Stephen Sheen offers an avian analysis of how to resolve the current local audit delays caused by a “major” issue involving infrastructure assets.

Some of you may be struggling to understand why problems with infrastructure asset accounting have led to an effective embargo on signing off local authority audits. Room151’s recent news story set out the controversy, but I thought it would be helpful to explain exactly what the issue is. A little avian knowledge will assist.
Our story begins back in 1994. All across the land, accountants were busying themselves with the implementation of capital accounting …
At that time, assets were carried in the balance sheet at the amount of historical capital expenditure that had yet to be financed. This had some equivalence to depreciated historical cost (DHC), but with the significant qualification that assets would effectively disappear from the balance sheet when they had been financed from capital receipts or grants and developer contributions.
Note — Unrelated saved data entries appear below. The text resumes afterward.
PR #4988, opened 2017-07-24
Support for sending PMs to email addresses

nbianca:


SamSaffron:
Let us know when this is ready. 

Some stuff to consider:

- Send PM to email should be gated by trust level, out of the box only available to TL4 and above. 
- If there is no way to "reply" via email then the option should be disabled for staff
- Be sure to add some screenshots of how this works

nbianca:
I fixed the merge conflicts. I have also tested and it works as expected.

SamSaffron:
Looks like there are some rubocop failures ... can you install rubocop locally and run it on the files. 

Which editor are you using? 

@tgxworld we need a post on meta that explains the whole rubocop thing ASAP

lib/topic_creator.rb
```diff
@@ -162,11 +162,20 @@ def process_private_message(topic)
...
 
-    unless @opts[:target_usernames].present? || @opts[:target_group_names].present?
+    unless @opts[:target_usernames].present? || @opts[:target_emails].present? || @opts[:target_group_names].present?
       rollback_with!(topic, :no_user_selected)
     end
 
+    if @opts[:target_emails].present?
+      if !SiteSetting.reply_by_email_enabled? then
+        rollback_with!(topic, :reply_by_email_disabled)
+      elsif @user.trust_level < 3 then
```
SamSaffron: This looks hardcoded to me, it really should be a site setting.

SamSaffron:
we also need quite a few tests here  , especially for the server side / api side of things.

config/site_settings.yml
```diff
@@ -830,6 +830,9 @@ trust:
   min_trust_to_send_messages:
     default: 1
     enum: 'TrustLevelSetting'
+  min_trust_to_send_email_messages:
+    default: 3
```
SamSaffron: I would default this to 4, 3 is too low.

SamSaffron: also, lets add one more setting so we can only enable this for staff. default is only staff are allowed this feature.

lib/topic_creator.rb
```diff
@@ -213,4 +239,29 @@ def add_groups(topic, groups)
   def check_can_send_permission!(topic, obj)
     rollback_with!(topic, :cant_send_pm) unless @opts[:skip_validations] || @guardian.can_send_private_message?(obj)
   end
+
+  def find_or_create_user(email, display_name)
+    user = nil
+
+    User.transaction do
```
SamSaffron: Is there a reason for the transaction here? I should be wrapped in a parent transaction anyway

config/site_settings.yml
nbianca: Ok, I will add that.

lib/topic_creator.rb
nbianca: Makes sense. I missed the parent transaction.

config/locales/server.en.yml
```diff
@@ -1010,6 +1011,7 @@ en:
     summary_max_results: "Maximum posts returned by 'Summary This Topic'"
 
     enable_private_messages: "Allow trust level 1 (configurable via min trust level to send messages) users to create messages and reply to messages. Note that staff can always send messages no matter what."
+    enable_private_email_messages: "Allow trust level 4 (configurable via min trust level to send messages) users to send private email messages. Note that staff can always send messages no matter what."
```
SamSaffron: the text here should be improved, this requires that enable_staged_users is true

SamSaffron:

PR #4990, opened 2017-07-25
Add charset preference when bulk importing vBulletin

quangbuule:
This works for my case with`DB_CHARSET=latin1`.
The charset converting would be disabled if not set `DB_CHARSET`.

### DIFF
--- a/script/bulk_import/vbulletin.rb
+++ b/script/bulk_import/vbulletin.rb
@@ -5,6 +5,44 @@ require "htmlentities"
 class BulkImport::VBulletin < BulkImport::Base
 
   SUSPENDED_TILL ||= Date.new(3000, 1, 1)
+  CHARSET_MAP = {
+    "armscii8" => nil,
+    "ascii"    => Encoding::US_ASCII,
+    "big5"     => Encoding::Big5,
+    "binary"   => Encoding::ASCII_8BIT,
+    "cp1250"   => Encoding::Windows_1250,
+    "cp1251"   => Encoding::Windows_1251,
+    "cp1256"   => Encoding::Windows_1256,
+    "cp1257"   => Encoding::Windows_1257,
+    "cp850"    => Encoding::CP850,
+    "cp852"    => Encoding::CP852,
+    "cp866"    => Encoding::IBM866,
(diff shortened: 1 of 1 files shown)


script/bulk_import/vbulletin.rb
```diff
@@ -5,6 +5,44 @@
 class BulkImport::VBulletin < BulkImport::Base
 
   SUSPENDED_TILL ||= Date.new(3000, 1, 1)
+  CHARSET_MAP = {
+    "armscii8" => nil,
```
ZogStriP: Where did you get that list from? Do we need it? I mean, can't we just pass the string to the `encode` method? It's weird this isn't supported by the standard library...

script/bulk_import/vbulletin.rb
```diff
@@ -13,10 +51,19 @@ def initialize
     username = ENV["DB_USERNAME"] || "root"
     password = ENV["DB_PASSWORD"]
     database = ENV["DB_NAME"] || "vbulletin"
+    charset  = ENV["DB_CHARSET"] || "utf8"
```
ZogStriP: Is there a way to automatically detect the charset used?

script/bulk_import/vbulletin.rb
quangbuule: Old version of mysql2:
http://www.rubydoc.info/gems/mysql2/0.3.11/Mysql2/Client

script/bulk_import/vbulletin.rb
quangbuule: Getting automatically is not correct in some cases. I mean, the database, even the table could be `utf8_general_ci`, but the data that the vBulletin saved still in `latin1`.

script/bulk_import/vbulletin.rb
quangbuule: Charset of mysql2 client and the ruby standard lib are not consistent. For example, mysql2 accept "utf8" while Ruby standard using "utf-8" (will throw an error if we put "utf8").
That's why there is CHARSET_MAP there.

ZogStriP:
Thanks a lot!

PR #4993, opened 2017-07-25
FIX: run sidekiq command documentation

dmacjam:


SamSaffron:
Yeah kind of agree with @tgxworld here, maybe just change it to `bundle exec sidekiq` no need for documentation about how to stop it then.

tgxworld:
Thank you @dmacjam

dmacjam:
Yes, that's better. Updated.

PR #4995, opened 2017-07-25
Improve “server warmup” check for qunit rake task

davidtaylorhq:
Add an exception to the `rescue` line


SamSaffron:
This seems totally fine, thanks!

PR #4996, opened 2017-07-25
safely call html_safe on category description

ryantm:
The `categories.description` column is not modified as "not null", so it is possible for the description to be nil. This changes the code not call html_safe on nil.

### DIFF
--- a/app/views/categories/index.html.erb
+++ b/app/views/categories/index.html.erb
@@ -6,7 +6,7 @@
       <h2><a href='<%= c.url %>' itemprop='item'>
         <span itemprop='name'><%= c.name %></span>
       </a></h2>
-      <span itemprop='description'><%= c.description.html_safe %></span>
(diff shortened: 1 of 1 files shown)


ryantm:
Here is the stack trace this fixes:
```
Started HEAD "/" for 72.14.178.104 at 2017-07-25 18:35:15 +0000
Processing by CategoriesController#index as */*
  Rendered categories/index.html.erb within layouts/application (2.3ms)
Completed 500 Internal Server Error in 93ms (ActiveRecord: 11.5ms)
ActionView::Template::Error (undefined method `html_safe' for nil:NilClass
Did you mean?  html_safe?)
/var/www/discourse/app/views/categories/index.html.erb:9:in `block in _app_views_categories_index_html_erb__928370358248483064_69978898940560'
```

SamSaffron:
thanks, great catch!

PR #4997, opened 2017-07-25
FEATURE: Watched Words: when posts contain words, take action

nlalonde:
Four actions that can be taken:

* **Block** the post at the time it is submitted. User sees a message saying they've used a word that's not allowed.
* **Flag** the post as inappropriate, but allow it to be submitted.
* **Censor** the words, which replaces the `censored_words` site setting being removed by this feature.
* **Require Approval** of the post, hiding it until staff reviews it.

There's a max of 1000 words per action. In practice, "bad word lists" I found rarely contain more than a few hundred. `*` can be used as a wildcard.

https://meta.discourse.org/t/actions-on-watched-words/65148

Suggestions for a better place for this in Admin? It probably belongs with the three "Screened" items, but they're in "Logs" which seems wrong...

### DIFF
--- a/app/assets/javascripts/admin/components/admin-watched-word.js.es6
+++ b/app/assets/javascripts/admin/components/admin-watched-word.js.es6
@@ -1,0 +1,19 @@
+import { iconHTML } from 'discourse-common/helpers/fa-icon';
+import { bufferedRender } from 'discourse-common/lib/buffered-render';
+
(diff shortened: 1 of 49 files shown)


nlalonde:
Merge recreated `app/assets/javascripts/pretty-text/engines/markdown-it/censored.js.es6` and probably some other things that shouldn't be there. Will re-do.

PR #5000, opened 2017-07-26
Allow whitespace around % scaler in markdown image syntax

davidtaylorhq:


SamSaffron:
looks good to me, thanks!

PR #5001, opened 2017-07-26
Fix for `plugin:qunit` in RAILS_ENV=test

davidtaylorhq:
@SamSaffron small fix to the earlier PR 

The `LOAD_PLUGINS` environment variable is read by `application.rb` before the rake task is run, so we need to spawn a new process after changing its value.

This is now the same approach that the existing `plugin:spec` command uses.

### DIFF
--- a/lib/tasks/plugin.rake
+++ b/lib/tasks/plugin.rake
@@ -101,14 +101,20 @@ desc 'run plugin qunit tests'
 task 'plugin:qunit', [:plugin, :timeout] do |t, args|
   args.with_defaults(plugin: "*")
 
-  ENV['LOAD_PLUGINS'] = '1'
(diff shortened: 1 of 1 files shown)


SamSaffron:
this does not feel right, should it not be `bundle exec rake` ?

davidtaylorhq:
I've just copied the way that `plugin:spec` does it:

https://github.com/davidtaylorhq/discourse/blob/5c5f77bda98da5c8da0cb413345f9bb26386ff3e/lib/tasks/plugin.rake#L94

Shall I change both of them to `bundle exec`?

SamSaffron:
OK, lets try it out, maybe bundler already fussed with path at that point.

PR #5003, opened 2017-07-26
[FIX] invalid byte sequence in UTF-8

mtawil:
The name should be scrubbed before to avoid encoding issues when using ```name.blank?```.

### DIFF
--- a/script/bulk_import/base.rb
+++ b/script/bulk_import/base.rb
@@ -518,8 +518,8 @@ class BulkImport::Base
   end
 
   def fix_name(name)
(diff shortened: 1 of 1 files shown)


mtawil:
But you already scrubbed it if it's not a blank!

ZogStriP:
Well, that `scrub!` should not be there then :)

mtawil:
Ok now it's scrubbed if the name has not a valid encoding 👍

SamSaffron:
sure this seems ok to me, thanks!

PR #5006, opened 2017-07-27
Replace rmmseg gem for cppjieba_rb since better dictionary

fantasticfears:


fantasticfears:
New binding gem is here. @SamSaffron https://github.com/fantasticfears/cppjieba_rb

It's extracted from #4974.

app/services/search_indexer.rb
```diff
@@ -31,7 +31,7 @@ def self.update_index(table, id, raw_data)
     end
 
     # for user login and name use "simple" lowercase stemmer
-    stemmer = table == "user" ? "simple" : Search.long_locale
+    stemmer = table == "user" ? "simple" : Search.ts_config
```
SamSaffron: hmm why was this change to use ts_config? I guess long_local may not even be available in pg?

fantasticfears: PG took a text search configuration as the parameters for `TO_TSVECTOR` & `TO_TSQUERY`. It isn't related to locale so it's better for me to name with that intent.

From PG's doc:
```
CREATE TEXT SEARCH DICTIONARY english_ispell (
    TEMPLATE = ispell,
    DictFile = english,
    AffFile = english,
    StopWords = english
);
```

SamSaffron:
OK, let's give this a shot! thanks!

PR #5008, opened 2017-07-28
FIX: Pull last emoji-db revision

jjaffeux:
This commit will add new images in some sets (most notably emoji_one) and fix a bug where
:man_facepalming: was using :person_facepalming: image which is in fact
represented as a woman in most sets.


jjaffeux:
screen shot 2017-07-28 at 17 30 41

PR #5959, opened 2018-06-08
add user-preferences-emails-pref-email-settings outlet

LeoMcA:
Necessary to add preferences to the bottom of the Email section, like so:

screenshot from 2018-06-08 15-02-29

I'll be using it in the plugin I'm making described in this topic: https://meta.discourse.org/t/per-user-preference-mark-post-as-read-when-emailed/86256


SamSaffron:
This seems fine to me! thanks!

Giacomino1:

Simone Bartolini

Giacomino1:

Simone Bartolini

PR #5974, opened 2018-06-11
REFACTOR: admin emojis controller specs to requests

OsamaSayegh:


spec/requests/admin/emojis_controller_spec.rb
```diff
@@ -8,6 +8,19 @@
...
+  describe '#index' do
+    it "returns a list of custom emojis" do
+      CustomEmoji.create!(name: 'osama-test-emoji', upload: upload)
+      Emoji.clear_cache
+
+      get "/admin/customize/emojis.json"
+      expect(response.status).to eq(200)
+
+      json = ::JSON.parse(response.body)
+      expect(json[0]["name"]).to eq("osama-test-emoji")
```
tgxworld: It looks like we're no longer testing for the emoji's URL

OsamaSayegh: Good catch -- fixed 👍

PR #5988, opened 2018-06-12
UX: keyboard shortcuts (j/k) should work with /categories

OsamaSayegh:
Meta: https://meta.discourse.org/t/keyboard-shortcut-k-j-doesnt-work-on-categories-page/15948?u=osama

### DIFF
--- a/app/assets/javascripts/discourse/lib/keyboard-shortcuts.js.es6
+++ b/app/assets/javascripts/discourse/lib/keyboard-shortcuts.js.es6
@@ -1,72 +1,73 @@
-import DiscourseURL from 'discourse/lib/url';
-import Composer from 'discourse/models/composer';
-import { minimumOffset } from 'discourse/lib/offset-calculator';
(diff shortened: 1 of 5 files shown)


SamSaffron:
I worry that we are being a bit too fancy here and carrying too much code. 

Perhaps start with a very very simple PR with none of the tab hijacking that just allows j/k on the topic list. I am not sure we really need fancy j/k navigation in the categories section and can just get away with standard tab if users want to do that.

OsamaSayegh:
Yeah, I was doubtful that a minor improvement like this is worth adding 100+ lines, but I didn't want to make that judgment. Will simplify this early next week.

OsamaSayegh:
@SamSaffron I've simplified this to only support topics lists on /categories -- let me know what you think :comet:

SamSaffron:
much better! merging in 👍

Giacomino1:

Simone Bartolini

Giacomino1:

Simone Bartolini

PR #5989, opened 2018-06-12
Feature - allow user and group specific cards styling

featheredtoast:
An idea from working on the user cards today is to expose the user or group name in the classnames so they can be styled individually.

### DIFF
--- a/app/assets/javascripts/discourse/components/group-card-contents.js.es6
+++ b/app/assets/javascripts/discourse/components/group-card-contents.js.es6
@@ -9,7 +9,7 @@ export default Ember.Component.extend(CardContentsBase, CleansUp, {
   elementId: 'group-card',
   triggeringLinkClass: 'mention-group',
   classNames: ['no-bg'],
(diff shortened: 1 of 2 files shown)


app/assets/javascripts/discourse/components/group-card-contents.js.es6
```diff
@@ -23,6 +23,9 @@ export default Ember.Component.extend(CardContentsBase, CleansUp, {
   @computed('group.user_count', 'group.members.length')
   moreMembersCount: (memberCount, maxMemberDisplay) => memberCount - maxMemberDisplay,
 
+  @computed('group.name')
+  groupClass: (name) => name ? `group-card-${name}` : '',
```
tgxworld: Is there a case where `group.name` or `username` would be `null`?

featheredtoast: From my testing, username gets set to null and group.name is undefined when the card is hidden

tgxworld: :+1:

PR #5992, opened 2018-06-13
FIX: theme CSS should recompile when theme uploads change

OsamaSayegh:
https://meta.discourse.org/t/how-to-replace-scss-vars-in-themes-uploads/84699?u=osama


SamSaffron:
great fix!

PR #5994, opened 2018-06-14
Feature: add jump to post modal on mobile

featheredtoast:
...rather than using browser prompt(). Specify input as a number (easier for mobile soft keyboards), and auto-focus (one less click).

Rearranges "fullscreen" under the modal, and supports click-out to dismiss/cancel.

Gif is worth 1000 words:

mobile-jump-to-post


featheredtoast:
@awesomerobot one thing that I'd like to just be sure about is if there was a specific reason why the "fullscreen" z-index was over the modal overlays, and if there might be an issue if this were rearranged?

featheredtoast:
great, thanks! 🎉

PR #5997, opened 2018-06-14
Feature: only install service workers for android.

featheredtoast:
canonical path - service-worker2.js
browsers might have a 301 cached on service-worker.js.


SamSaffron:
I don't think this will cut it and @tgxworld is going to need to work through this. We have to still install the service worker if a plugin opts for it for desktop. 

Out of the box we should not install it though.

Giacomino1:

Simone Bartolini

tgxworld:
Closing this in favor of https://github.com/discourse/discourse/commit/af5cd7e548447b6aa86b34b069cc4e88c0fd1256 first.

PR #6010, opened 2018-06-19
FEATURE: Create hidden posts for received spam emails

paroga:
Spamchecker usually have 3 results: HAM, SPAM and PROBABLY_SPAM
SPAM gets usually directly rejected and needs no further handling.
HAM is good message and usually gets passed unmodified.
PROBABLY_SPAM gets an additional header to allow further processing.
This change addes processing capabilities for such headers and marks
new posts created as hidden when received via email.

### DIFF
--- a/app/models/post.rb
+++ b/app/models/post.rb
@@ -113,7 +113,8 @@ class Post < ActiveRecord::Base
     @hidden_reasons ||= Enum.new(flag_threshold_reached: 1,
                                  flag_threshold_reached_again: 2,
                                  new_user_spam_threshold_reached: 3,
-                                 flagged_by_tl3_user: 4)
+                                 flagged_by_tl3_user: 4,
+                                 email_spam_header_found: 5)
   end
 
   def self.types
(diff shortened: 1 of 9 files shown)


config/locales/server.de.yml
```diff
@@ -1363,6 +1363,7 @@ de:
     log_mail_processing_failures: "Protokolliere Fehler bei der E-Mail-Verarbeitung in http://yoursitename.com/logs"
     email_in: "Erlaube Benutzern, neue Themen per E-Mail einzutragen (erfordert manuelles oder POP3-Polling). Konfiguriere die Adressen im „Einstellungen“-Reiter in jeder Kategorie."
     email_in_min_trust: "Minimale Vertrauensstufe um neue Themen per E-Mail erstellen zu können."
+    email_in_spam_header: "Der E-Mail-Header für die Spam-Erkennung."
```
ZogStriP: Quick note: this will be overwritten once we retrieve the translations from transifex. It's best to only provide English strings and then translate them on transifex.

ZogStriP:
Sorry for the delay @paroga. This looks good. What application/service generates these headers?

paroga:
I removed the german translation from the pull request.

> What application/service generates these headers?

e.g. SpamAssassin and Rspamd

ZogStriP:
Thanks 👍

PR #6015, opened 2018-06-20
FEATURE: add website field to SSO

realdlee:
Allows option of including a user website field with sso payload.

https://meta.discourse.org/t/passing-user-website-data-in-sso-payload/87470/2


SamSaffron:
Thanks, yes this looks good to me!

PR #6016, opened 2018-06-20
FIX: Don't count the current user in "Others with this badge."

misaka4e21:
https://meta.discourse.org/t/count-at-others-with-this-badge-includes-current-user/90089

### DIFF
--- a/app/assets/javascripts/discourse/controllers/badges/show.js.es6
+++ b/app/assets/javascripts/discourse/controllers/badges/show.js.es6
@@ -28,6 +28,11 @@ export default Ember.Controller.extend(BadgeSelectController, {
     return username ? userCount : modelCount;
   },
 
+  @computed("model.grant_count", "userBadges.grant_count")
+  othersCount(modelCount, userCount) {
+    return modelCount - userCount;
+  },
+
   @computed("model.allow_title", "model.has_badge", "model")
   canSelectTitle(hasTitleBadges, hasBadge) {
     return this.siteSettings.enable_badges && hasTitleBadges && hasBadge;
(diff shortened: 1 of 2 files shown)


app/assets/javascripts/discourse/controllers/badges/show.js.es6
```diff
@@ -25,7 +25,7 @@ export default Ember.Controller.extend(BadgeSelectController, {
 
   @computed("username", "model.grant_count", "userBadges.grant_count")
   grantCount(username, modelCount, userCount) {
-    return username ? userCount : modelCount;
+    return username ? userCount : modelCount - 1;
```
tgxworld: hmm how do we know if the user hass been granted that badge or not?

misaka4e21: I added a new computed variable `othersCount` to exclude the current user. It will be shown only if `canShowOthers` is true.

app/assets/javascripts/discourse/controllers/badges/show.js.es6
```diff
@@ -28,6 +28,11 @@ export default Ember.Controller.extend(BadgeSelectController, {
     return username ? userCount : modelCount;
   },
 
+  @computed("model.grant_count")
+  othersCount(grant_count) {
+    return grant_count - 1;
```
SamSaffron: Oh, this is not going to be a simple -1, you could have multiple badges of the type, so you need to subtract the number you have.

misaka4e21: Changed.
Should I consider that other people can also have multiple badges per person?

PR #6023, opened 2018-06-20
FEATURE: Support disabling tag creation for non-staff users.

misaka4e21:


nlalonde:
I was thinking we could add a new value 'staff' to the existing settings, like here:

https://meta.discourse.org/t/limit-tag-creation-to-staff/89919

PR #6028, opened 2018-06-22
UX: Preview multiple color schemes in wizard.

misaka4e21:
It was a dropdown to provide choices of color schemes,
and only one scheme could be shown.
With this commit, multiple color scheme previews can be displayed on
one page at the same time, making admins choose color schemes more
easily.


SamSaffron:
@misaka4e21  I think this PR is a tiny bit too early, we need to provide you with the new themes first prior to sending it through, also make sure you integrate the UX changes proposed by Kris! 

Thanks heaps, closing for now.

A substantial part of the historical cost of the infrastructure assets held by authorities was therefore missing from the balance sheet.
An inalienable asset
Whilst other asset categories were given the gift of current value in the transition to capital accounting, infrastructure assets were left on this modified historical cost basis. This was because a fundamental characteristic of infrastructure is that it is inalienable – once it is in place, there is no prospect of digging it up and using it for something else or selling it. It was therefore decided that there was little purpose in telling people how much it might currently be worth.
Infrastructure assets are therefore the ugly ducklings of capital accounting.
Since 1994, authorities have developed strategies for maintaining the balance in accordance with Accounting Code requirements for DHC measurement. These strategies have recognised the opportunities provided by the interconnectedness of infrastructure items to account for them as single network assets made up of many parts. With the reasonable presumption that parts are not replaced until they are used up, the asset balance is maintained by adding the expenditure incurred in replacing parts and reduced by depreciation charges.
This simplification does depend on an effective depreciation policy for the whole asset that gives confidence that parts would have been fully depreciated by the time they are replaced (ie, their DHC is zero). The carrying amount does not then need to be adjusted for the writing out of derecognised parts.
This removes the problem of the impracticability of recording all the parts that might be replaced over the lifetime of the network.
There was an attempt in 2010s to upgrade the accounting basis for the highways network asset to current replacement cost, but this has not been accomplished. So, all through this wintertime infrastructure assets have hidden themselves away, ashamed to show their face, afraid of what others might say. Everybody seemed content that the poor ugly duckling was not worthy of attention.
What has basically happened in the last couple of months is that auditors have taken a look under the bush and found themselves disappointed not to find a swan.
But the poor ugly duckling is not a swan, was never intended to be a swan, and is incapable of ever being a swan. Unless and until we move to current replacement cost, it will always have feathers all stubby and brown.
What has basically happened in the last couple of months is that auditors have taken a look under the bush and found themselves disappointed not to find a swan.
Resolving the problem
The issue is therefore resolvable by acknowledging our ugly duckling and presenting it truly and fairly in all its stubbiness in the statement of accounts, avoiding any suggestion that it might be mistaken for a swan. The network accounting approach generally achieves this, though auditors will always be justified in asking questions about the necessary effectiveness of the authority’s depreciation policy.
But once these questions have been addressed satisfactorily, we have a reliable carrying amount for infrastructure assets in the balance sheet. Duck-shaped, but reliable.
There is a small residual technical problem, in that the Accounting Code expects an analysis of the carrying amount for infrastructure assets into gross historical cost (GHC) and accumulated depreciation (AD). For this analysis, derecognition of replacement parts would be important. For example, if a part that cost £1m were replaced, then a deduction of £1m would be required from both GHC and AD.
Without these deductions, GHC and AD will each continue to grow, with the eventual outcome that they will be materially overstated.
However, this issue is straightforwardly resolved. A proper consideration of GHC and AD would acknowledge the inherent incompleteness of data, the reducing usefulness of knowing the historical cost of long-lived assets (some of which potentially would be measured in farthings and thruppences) and the fact that capital financing does not depend on the outstanding undepreciated balance (as it would for commercial entities).
Users would be best served by not providing the analysis. No analysis – no material misstatement.
Not a major accounting issue
There is no prospect that this information could reliably inform any decision contemplated by a user of the accounts. Users would therefore be best served by not providing the analysis. No analysis – no material misstatement.
In summary, this is not a major accounting issue. It can be resolved by acknowledging the imperfections implicit in the current requirements for financial reporting and improving them by removing the disclosure of information that detracts from the key messages about an authority’s property.
You don’t need to love the ugly duckling, but with a little respect everything will be fine.
Stephen Sheen is the managing director of Ichabod’s Industries, a consultancy providing a technical accounting support service to subscribing local authorities. He was previously the senior technical manager for local government audit at PwC.